Numerous substrates have been identified for the prototypic PTP1B. Those substrates largely conforming to the criteria discussed above, where substrate-trapping and/or overexpression approaches have been combined with validating underexpression or knockdown strategies, include receptor PTKs such as EGFR [12,45,46], PDGFR [4547], CSF-1 (colony-stimulating factor 1) receptor [48], IR [4954] and IGF-1 (insulin-like growth factor-1) receptor [50,55], as well as cytoplasmic PTKs such as c-Src [5658] and JAK2 [5962] and the adaptor protein, p62Dok [63]. Other putative substrates identified by overexpression and/or substrate-trapping approaches include Tyk2 (tyrosine kinase 2) [59], BCR (B-cell receptor)-Abl [64], STAT5a/b [65] and p130cas [63,6668]. In addition, the IRS (IR substrate) proteins 1 and 2 are hyperphosphorylated in cells and tissues from PTP1B-deficient mice [52], and PTP1B can dephosphorylate IRS-1 in vitro [69]. However, it remains unclear whether PTP1B acts directly on IRS proteins in vivo. With the exception of the IR and JAK2, the validation and assessment of physiological PTP1B substrates has been limited to an assessment of the tyrosine-phosphorylation status of proteins following activation of signalling pathways in MEFs (mouse embryo fibroblasts) isolated from PTP1B-deficient mice. As such, although many of the substrates identified above may be bona fide, the biological context under which they may be regulated by PTP1B remains to be resolved.

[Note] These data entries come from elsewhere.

PR #131, opened 2026-05-13
Phase 4.1: unified Failed Jobs page (#101)

mphacker:
Phase 4.1 of the Video Pipeline Hardening epic (#97), addressing the first sub-item in #101.

Adds a unified **Failed Jobs** page (Settings → Failed jobs) that aggregates dead-letter / failed rows from every background subsystem into one place so the user can see -- and recover from -- every failure without clicking through five different pages.

## Subsystems aggregated

* **archive** -- `archive_queue` rows with `status='dead_letter'`
* **indexer** -- `indexing_queue` rows whose `attempts >= _PARSE_ERROR_MAX_ATTEMPTS`
* **cloud_sync** -- `cloud_synced_files` rows with `status='dead_letter'`
* **live_event_sync** -- `live_event_queue` rows with `status='failed'`

## Service-level helpers added

* `cloud_archive_service.list_dead_letters` / `retry_dead_letter` (also wakes the cloud worker)
* `archive_queue.list_dead_letters` / `retry_dead_letter`
* `indexing_queue_service.list_dead_letters` / `retry_dead_letter`
* `live_event_sync_service` already exposed `list_queue` + `retry_failed` -- consumed via existing public API

All retry helpers reset `attempts` (or `retry_count`) to zero, clear `last_error`, and clear any stale claim so the worker re-picks the row on the next cycle. `file_path` lookups in cloud_sync go through `canonical_cloud_path` so legacy absolute paths still match the canonical stored form.

## Routes

| Route | Purpose |
|---|---|
| `GET  /jobs` | HTML page (templates/failed_jobs.html) |
| `GET  /api/jobs/counts` | `{archive, indexer, cloud_sync, live_event_sync, total}` |
| `GET  /api/jobs/failed?subsystem=&limit=` | Combined or per-subsystem rows |
| `POST /api/jobs/retry` | `{subsystem, id}` (id=null retries every failed row in that subsystem) |

## Resilience contract

Each subsystem call is wrapped in a `_safe` helper so one DB outage cannot take down the whole page -- the others still render and a stack trace lands in journalctl. Tests cover the crash-isolation path explicitly.

## UX

Per the design system: Lucide SVG icons (no emoji), CSS color tokens, dark+light mode, 44 px+ touch targets, mobile-first card list. Subsystem filter pills + "Retry all" bar appear only when a single subsystem is selected. The existing in-page "View dead letters" modal in Settings is preserved (renamed to "Archive dead letters") and a new "Failed jobs" link sits next to it.

## Tests

[...]

Issue #110, opened 2026-05-12
bug: indexer stuck on 'No mdat box found' from archive copy-while-writing race


mphacker:
## Summary

77 rows in `indexing_queue` are stuck with the error **"No mdat box found"**, all from `RecentClips/` clips written ~24 h ago. Each row has `attempts = 3` and is no longer being retried (under `retry_max_attempts` so not yet dead-letter, but not making progress). The files **do exist on disk** (verified — 77/77 files present), they just have a truncated MP4 structure that's missing the `mdat` data box.

## Root cause

The archive worker copied the file from the USB RO mount to `~/ArchivedClips/` while Tesla was still writing it. Tesla writes MP4 files as:

1. `ftyp` box (file-type, tiny, written first)
2. `moov` box (metadata atoms — `mvhd`, `trak`, etc.)
3. `mdat` box (the actual video payload, written last, often the largest box)

If the archive copy snapshot happens between (2) and (3), the resulting copy has a complete header but is **missing the `mdat` box entirely**. The indexer's SEI/mvhd parser walks the file expecting `mdat` and bails with the "No mdat box found" error.

The file watcher fires `IN_CREATE` / `IN_MOVED_TO` at file appearance, but RecentClips files are **continuously appended** by Tesla until the 1-minute clip is finished. The current archive worker has no equivalent of the indexer's "wait until file is fully written" heuristic — it copies whatever is on disk at scan time.

## Evidence

```
=== INDEXER FAILED ROWS ===
Total queue rows: 77
Rows with attempts > 0: 77
Rows with attempts >= 5 (dead-letter): 0
Currently claimed: 0

Top last_error: 77 × "No mdat box found in /home/pi/ArchivedClips/RecentClips/2026..."

Sample (oldest 5):
  age=24.2h attempts=3 ArchivedClips/RecentClips/2026-05-11_08-41-58-front.mp4
  age=24.2h attempts=3 ArchivedClips/RecentClips/2026-05-11_11-07-23-front.mp4
  age=24.2h attempts=3 ArchivedClips/RecentClips/2026-05-11_11-08-23-front.mp4
  age=24.1h attempts=3 ArchivedClips/RecentClips/2026-05-11_11-09-24-front.mp4
  age=24.1h attempts=3 ArchivedClips/RecentClips/2026-05-11_11-10-24-front.mp4

Path roots:
  RecentClips: 77
  SentryClips:  0
  SavedClips:   0

Files exist on disk: 77 / 77
```

[...]

PR #133, opened 2026-05-13
Phase 4.2: System Health card on Settings (#101)

mphacker:
Adds a System Health card at the top of the Settings page plus a single
`GET /api/system/health` endpoint that returns one JSON snapshot of
every background subsystem.

## What it shows

- **Indexer** — worker liveness, queue depth, dead-letter count
- **Local Archive** — watchdog severity, paused state, queue depth, DLs
- **Cloud Sync** — running state, pending count, DLs, last upload time
- **Live Event Sync** — worker liveness, pending, failed
- **SD Card** — used %, free GB (warn @ 85%, error @ 95%)
- **WiFi** — SSID + signal % when connected, AP-active flag, weak-signal warn
- **Overall** — clickable row that jumps to Failed Jobs when amber/red

Each block reports a 4-level `severity` (`ok` / `warn` / `error` /
`unknown`) and an `overall` rollup uses the documented
`ok < unknown < warn < error` ranking — so the upcoming Phase 4.8
nav-bar status dot can colour itself purely from `overall.severity`
without re-rendering text.

## Why it matters

Today, asking "is anything broken?" requires drilling into 5 different
sub-pages. Phase 4.1 gave us a single Failed Jobs page; this PR puts
the at-a-glance dashboard one click in front of it.

## Design notes

- **Cheap by construction.** `nmcli` and `sudo bash ap_control.sh
  status` are the only subprocess probes; both go through a 30 s TTL
  cache (incl. cached failures) so the 15 s page poll never pins the
  SDIO bus.
- **Per-subsystem crash isolation.** `_build_health` wraps each block
  call in try/except — one bad SQLite DB cannot 500 the dashboard.
- **No identifier disclosure.** Messages are short user-facing labels
  (e.g. `Idle, queue empty`, `250 queued (catch-up)`). No absolute
  paths, no rclone bucket/host names — same redaction contract as the
  Failed Jobs page (PR #131).
- **Visibility-aware polling.** The JS poller stops on hidden tabs and
  resumes on `visibilitychange`.

## Files

- **NEW** `scripts/web/blueprints/system_health.py` (~390 LOC)
- **NEW** `tests/test_system_health_blueprint.py` (28 tests)
- `scripts/web/blueprints/__init__.py` — register `system_health_bp`
- `scripts/web/web_control.py` — register blueprint
- `scripts/web/templates/index.html` — System Health card + JS poller

## Tests

- 28 new tests: full subsystem matrix (healthy / warn / error /
  disabled / crashing) for indexer / archive / cloud / LES / disk / WiFi,
  plus crash-isolation, severity-ranking, probe-cache TTL, and
  cached-failure behavior.
- Full suite: **1112 pass, 3 skipped** (was 1084).

## Verification (post-merge, on cybertruckusb.local)

- `GET /api/system/health` returns well-formed JSON < 100 ms
- Settings page shows the new card with live dots
- Probe cache: second call within 30 s does NOT spawn nmcli/sudo
- Block-isolation: forcing a subsystem error still renders the rest

Closes part of #101.

### DIFF
--- a/scripts/web/blueprints/__init__.py
+++ b/scripts/web/blueprints/__init__.py
@@ -20,6 +20,7 @@ from .live_events import live_events_bp
 from .archive_queue import archive_queue_bp
 from .storage_retention import storage_retention_bp
 from .jobs import jobs_bp
+from .system_health import system_health_bp
 
 __all__ = [
     'mode_control_bp',
@@ -43,4 +44,5 @@ __all__ = [
     'archive_queue_bp',
     'storage_retention_bp',
     'jobs_bp',
+    'system_health_bp',
 ]
--- a/scripts/web/blueprints/system_health.py
+++ b/scripts/web/blueprints/system_health.py
@@ -38,11 +38,9 @@ from flask import Blueprint, jsonify
 
 from config import (
     ARCHIVE_QUEUE_ENABLED,
-    CLOUD_ARCHIVE_DB_PATH,
     CLOUD_ARCHIVE_ENABLED,
     GADGET_DIR,
     LIVE_EVENT_SYNC_ENABLED,
-    MAPPING_DB_PATH,
     MAPPING_ENABLED,
 )
 
@@ -65,7 +63,6 @@ SEV_UNKNOWN = 'unknown'
 # disabled — but it should outrank a healthy ``ok`` so the dot still
 # turns amber when something is silently broken.
 _SEV_RANK = {SEV_OK: 0, SEV_UNKNOWN: 1, SEV_WARN: 2, SEV_ERROR: 3}
-_SEV_BY_RANK = {v: k for k, v in _SEV_RANK.items()}
 
 
 # ---------------------------------------------------------------------------
@@ -75,6 +72,12 @@ _SEV_BY_RANK = {v: k for k, v in _SEV_RANK.items()}
 _SHELL_PROBE_TTL_SECONDS = 30.0
 _probe_cache: Dict[str, Tuple[float, Any]] = {}
 _probe_lock = threading.Lock()
+# Per-name in-flight locks: a concurrent cold-cache burst on the same
+# probe name (e.g. two visibility-change events landing simultaneously)
+# would otherwise double-spawn ``nmcli``/``sudo bash`` because we drop
+# the global lock around ``fn()``. The per-name lock serialises probes
+# of the same name without blocking unrelated probes.
+_probe_inflight: Dict[str, threading.Lock] = {}
 
 
 def _cached_probe(name: str, fn: Callable[[], Any]) -> Any:
@@ -83,20 +86,34 @@ def _cached_probe(name: str, fn: Callable[[], Any]) -> Any:
     Also recovers from probe failure: on exception we cache the error
     string for the same TTL so a misbehaving subprocess can't flood
     the page with retries.
+
+    Concurrency: per-probe-name in-flight lock guarantees only one
+    ``fn()`` invocation per name regardless of caller count, so a cold
+    cache burst cannot stack subprocesses.
     """
     now = time.time()
     with _probe_lock:
         cached = _probe_cache.get(name)
         if cached and now - cached[0] < _SHELL_PROBE_TTL_SECONDS:
             return cached[1]
-    try:
-        value = fn()
-    except Exception as e:  # noqa: BLE001
-        logger.warning("system_health probe %s failed: %s", name, e)
-        value = {'_error': str(e)[:120]}
-    with _probe_lock:
-        _probe_cache[name] = (now, value)
-    return value
+        inflight = _probe_inflight.setdefault(name, threading.Lock())
+
+    with inflight:
+        # Re-check cache after acquiring per-name lock — another caller
+        # may have just populated it while we waited.
+        now = time.time()
+        with _probe_lock:
+            cached = _probe_cache.get(name)
+            if cached and now - cached[0] < _SHELL_PROBE_TTL_SECONDS:
+                return cached[1]
+        try:
+            value = fn()
+        except Exception as e:  # noqa: BLE001
+            logger.warning("system_health probe %s failed: %s", name, e)
+            value = {'_error': str(e)[:120]}
+        with _probe_lock:
+            _probe_cache[name] = (time.time(), value)
+        return value
 
 
 # ---------------------------------------------------------------------------
@@ -380,7 +397,7 @@ def _wifi_block() -> Dict[str, Any]:
         }
 
     connected = bool(sta.get('connected'))
-    ssid = sta.get('current_ssid')
+    ssid = sta.get('current_ssid') or 'Unknown'
     signal_raw = sta.get('signal')
     try:
         signal_pct = int(signal_raw) if signal_raw not in (None, '', 'Unknown') else None
--- a/scripts/web/blueprints/system_health.py
+++ b/scripts/web/blueprints/system_health.py
@@ -1,0 +1,486 @@
+"""System Health endpoint — single-poll snapshot for the Settings card.
+
+Phase 4.2 (issue #101) collapses every background-subsystem status feed
+into one cheap JSON payload so the at-a-glance card on Settings (and the
+nav-bar status dot in Phase 4.8) can render with a single HTTP request.
+
+Design rules
+------------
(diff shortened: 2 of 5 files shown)


mphacker (commented):
## PR Review — #133

**Decision:** 💬 Comment

**Summary:** 0 critical, 0 warnings, 6 info findings across 2 files (1 new blueprint + 1 template).

**Phases executed:** Code quality & Flask patterns, Subprocess security (review-only — all subprocess calls live in pre-existing services), Image gating, Template & deployment compliance, Resource efficiency (Pi Zero 2 W), Power-loss safety, Security review (changed-files mode).

### Architecture & contract verification — passes

- ✅ **No mount/gadget operations.** Pure read-only consumer of existing snapshot helpers — honors the "background subsystems must NEVER unmount/remount the USB gadget" rule.
- ✅ **No new shell-outs.** WiFi/AP probes go through existing `wifi_service.get_current_wifi_connection` (`nmcli` w/ `timeout=5`, list args) and `ap_service.ap_status` (`sudo -n bash ap_control.sh status` w/ `timeout=10`, list args). Both are wrapped in the new 30 s `_cached_probe` TTL — at the documented 15 s page poll the cache is hit on every other request and the SDIO bus is never pinned.
- ✅ **Per-block crash isolation.** `_build_health` wraps every block call in `try/except` and degrades to `severity='unknown'`; one bad SQLite read cannot 500 the dashboard.
- ✅ **Stable severity vocabulary.** `{ok, warn, error, unknown}` with documented rank `ok < unknown < warn < error` — verified by `test_overall_severity_ranking`.
- ✅ **Identifier redaction.** Messages are short user-facing labels — no absolute paths, no rclone bucket/host names, no DB paths leak through; matches the Failed Jobs page contract.
- ✅ **Visibility-aware polling.** JS poller stops on `document.hidden` and resumes on `visibilitychange`.
- ✅ **No image gate needed.** Settings page is always shown (per the gating contract); the Indexer/Archive/Cloud/LES blocks already self-gate via their `*_ENABLED` config flags and degrade to `severity='unknown'` when off.
- ✅ **Tests pass locally.** `pytest tests/test_system_health_blueprint.py` → 28 passed in 0.29s.
- ✅ **All imported symbols exist** with the expected shapes (`indexing_worker.get_worker_status`, `archive_queue.get_queue_status`, `archive_watchdog.get_status` w/ `severity`, `archive_worker.get_status` w/ `worker_running`/`paused`, `cloud_archive_service.{get_sync_status, count_dead_letters}` w/ `files_total`/`files_done`, `live_event_sync_service.{get_status, count_failed}` w/ `queue_counts`, `wifi_service.get_current_wifi_connection`, `ap_service.ap_status`, `jobs.failed_jobs_page` endpoint).

### Findings

#### `scripts/web/blueprints/system_health.py`

| 1 | 🔵 | L41, L45 | Code quality | `CLOUD_ARCHIVE_DB_PATH` and `MAPPING_DB_PATH` are imported from `config` but never referenced anywhere in the file. Remove them — the blocks fetch paths via the service layer, so these imports are dead code. |
| 2 | 🔵 | L68 | Code quality | `_SEV_BY_RANK = {v: k for k, v in _SEV_RANK.items()}` is built at import time but never read. Either remove it or wire the aggregator to use it (currently `_build_health` carries `worst` as the string itself, so the reverse map is unused). |
| 3 | 🔵 | L80–L99 | Resource efficiency | `_cached_probe` releases `_probe_lock` between the cache miss and `fn()`, so two concurrent requests that both miss the cache will spawn `nmcli` *and* `sudo bash ap_control.sh` twice. The TTL ceiling means this is rare and the probes are idempotent, but it slightly defeats the "never pin a CPU core" guarantee on a cold cache. Either keep the lock held during `fn()` (the underlying probes already cap at `timeout=5`/`10`s) or maintain a per-key in-flight `Event` so secondary callers wait on the first probe. |
| 4 | 🔵 | L382–L386 | Defensive coding | `_wifi_block` reads `ssid = sta.get('current_ssid')` and renders it verbatim. The `iw`-fallback path in `wifi_service.get_current_wifi_connection` can return `connected=True, current_ssid='Unknown'` — but it can also return `current_ssid=None` if a future code path sets `connected` without resolving the SSID. The card would then render the literal string `'None'` or `'None 50%'`. Coerce with `ssid = ssid or 'Unknown'` before formatting. |

| 5 | 🔵 | `renderOverall()` (around the JS block at L1672+) | UX / template | Once `overall.severity != 'ok'`, the handler attaches `cursor:pointer` + a `click → /jobs` listener guarded by `overallEl.classList.contains('linked')`, but it is never removed when a later poll returns to `ok`. The user sees "All systems normal" but the row is still clickable and still navigates to Failed Jobs. Either re-render the linked state on every poll (toggle the class + replace the listener), or only attach the listener for the duration the row is non-`ok`. |
| 6 | 🔵 | `#system-health-retry-btn` (`padding:2px 6px; min-height:0; font-size:0.85rem;`) | UI/UX design system | The retry button overrides `.btn .btn-ghost` defaults and ends up well under the documented 44×44 px touch-target minimum from `docs/UI_UX_DESIGN_SYSTEM.md`. The button only appears on probe failure (rare), but it still violates the pre-merge checklist. Drop the inline size overrides and let the button inherit standard touch-friendly sizing. |

### Security review (changed-files mode)

- **No new subprocess code paths.** All shell-outs are pre-existing, list-arg, timeout-bounded subprocess calls in `wifi_service` / `ap_service`. ✓
- **No new path-handling code.** `_disk_block` calls `shutil.disk_usage(GADGET_DIR)` — system-derived constant, no user input. ✓
- **No new uploads / file writes.** Read-only aggregator. ✓
- **Identifier disclosure**: snapshot leaks SSID, free GB, queue depths, dead-letter counts, last-uploaded timestamps. SSID is the only borderline item — anyone connected to the offline AP could see the upstream STA SSID. This matches existing behavior of `/api/wifi/status` and the WiFi Networks card on Settings, so no new disclosure surface. ✓
- **Endpoint is unauthenticated**, like every other route in the app. No regression. ✓
- **Crash isolation contract** is enforced in code (try/except per block + `_build_health` outer try/except), preventing a hostile or buggy subsystem from crashing the dashboard. ✓

No new security risks introduced.

### Action Items

1. **Critical** — none.
2. **Warnings** — none.
   - Delete the unused `CLOUD_ARCHIVE_DB_PATH` / `MAPPING_DB_PATH` imports and the unused `_SEV_BY_RANK` constant.
   - Tighten `_cached_probe` so a cold-cache concurrent burst can't double-spawn `nmcli` + `ap_control.sh` (hold the lock through `fn()`, or use a per-key in-flight event).
   - Coerce `ssid = ssid or 'Unknown'` in `_wifi_block` so the card never renders the literal `'None'`.
   - Make `renderOverall()` clear the `linked` class / detach the click handler when overall returns to `ok`, so a recovered system doesn't keep showing a clickable "All systems normal" row.
   - Drop the inline size overrides on `#system-health-retry-btn` to keep the button at the documented 44×44 px touch-target minimum.

mphacker:
All 5 review findings addressed in commit `6d3e984`:

1. Removed unused imports (`CLOUD_ARCHIVE_DB_PATH`, `MAPPING_DB_PATH`) and unused module constant `_SEV_BY_RANK`.
2. `_cached_probe` now uses a per-name in-flight lock so a concurrent cold-cache burst on the same probe (e.g. simultaneous `visibilitychange` events) cannot double-spawn `nmcli`/`sudo bash`. Re-checks the cache after acquiring the in-flight lock. New 5-thread barrier regression test pins the dedup.
3. `_wifi_block` falls back to `Unknown` when `current_ssid` is `None` or empty string. Two regression tests cover both cases.
4. `renderOverall()` toggles the `linked` class + click listener in **both** directions using a stable named handler reference, so a system that recovers to `ok` sheds the pointer cursor and the click handler.
5. Retry button bumped to 44×44 px minimum (`min-height:44px; min-width:44px; padding:0 14px`) plus `aria-label`, satisfying the touch-target rule in `docs/UI_UX_DESIGN_SYSTEM.md`.

Tests: 1115 pass + 3 skipped (was 1112 + 3); +3 regression tests.

Smoke verified on cybertruckusb.local:
- `/api/system/health` returns well-formed JSON with all 6 subsystems + overall rollup
- Steady-state warm latency: **214 ms** (cached probes don't pin SDIO bus)
- Card renders correctly with overall `warn` (indexer 77 DLs from #110)
- Service active, no errors in journal post-restart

Probably the best understood, and most extensively studied PTP1B substrates, are the IR and JAK2 (Figure 4). A large body of in vitro and in vivo studies has served to establish PTP1B as an integral regulator of metabolic processes having a principal role in the maintenance of glucose homoeostasis and body mass by antagonizing IR and JAK2 autophosphorylation and activation [4954,5961,70,71]. PTP1B-deficient mice exhibit enhanced insulin-sensitivity attributable to increased IR activity and downstream IRS phosphorylation in the liver and skeletal muscle [52,54,60,70]. In addition, PTP1B-deficient mice exhibit resistance to diet-induced obesity [52,70] owing to increased hypothalamic leptin-induced JAK2 signalling [60,61,71] – leptin being the key adipokine that is responsible for limiting food intake and increasing energy expenditure in mammals. Consistent with its role in both IR and leptin-induced JAK2 tyrosine phosphorylation, PTP1B deficiency can alleviate diabetes and decrease weight in leptin-deficient obese mice [60] and can improve glucose tolerance and delay the onset of diabetes in IRS-2-knockout mice [72]. In contrast, transgenic overexpression of PTP1B in muscle causes insulin resistance by suppressing IR signalling [53].

Figure 4
Physiological roles of PTP1B substrates

PTP1B's role in IR inactivation in liver and muscle and the suppression of leptin-induced JAK2 activation in the hypothalamus has led to a considerable amount of attention being paid to PTP1B as a target for the development of therapeutics against Type 2 diabetes and obesity. Notably, preclinical studies utilizing antisense oligonucleotides that suppress PTP1B expression in mouse and rat models of insulin resistance have demonstrated that inhibition of PTP1B expression enhances insulin-sensitivity and normalizes blood glucose [7375]. Antisense oligonucleotides targeting human PTP1B are in Phase II clinical trials, whereas PTP1B-inhibitory drugs targeting either the PTP1B active site (reviewed in [76]) or novel allosteric regulatory sites [77] are under development. PTP1B therefore serves as an excellent example whereby linking PTPs and their substrates to biology may afford the opportunity for the development of novel therapeutics for the treatment of human diseases.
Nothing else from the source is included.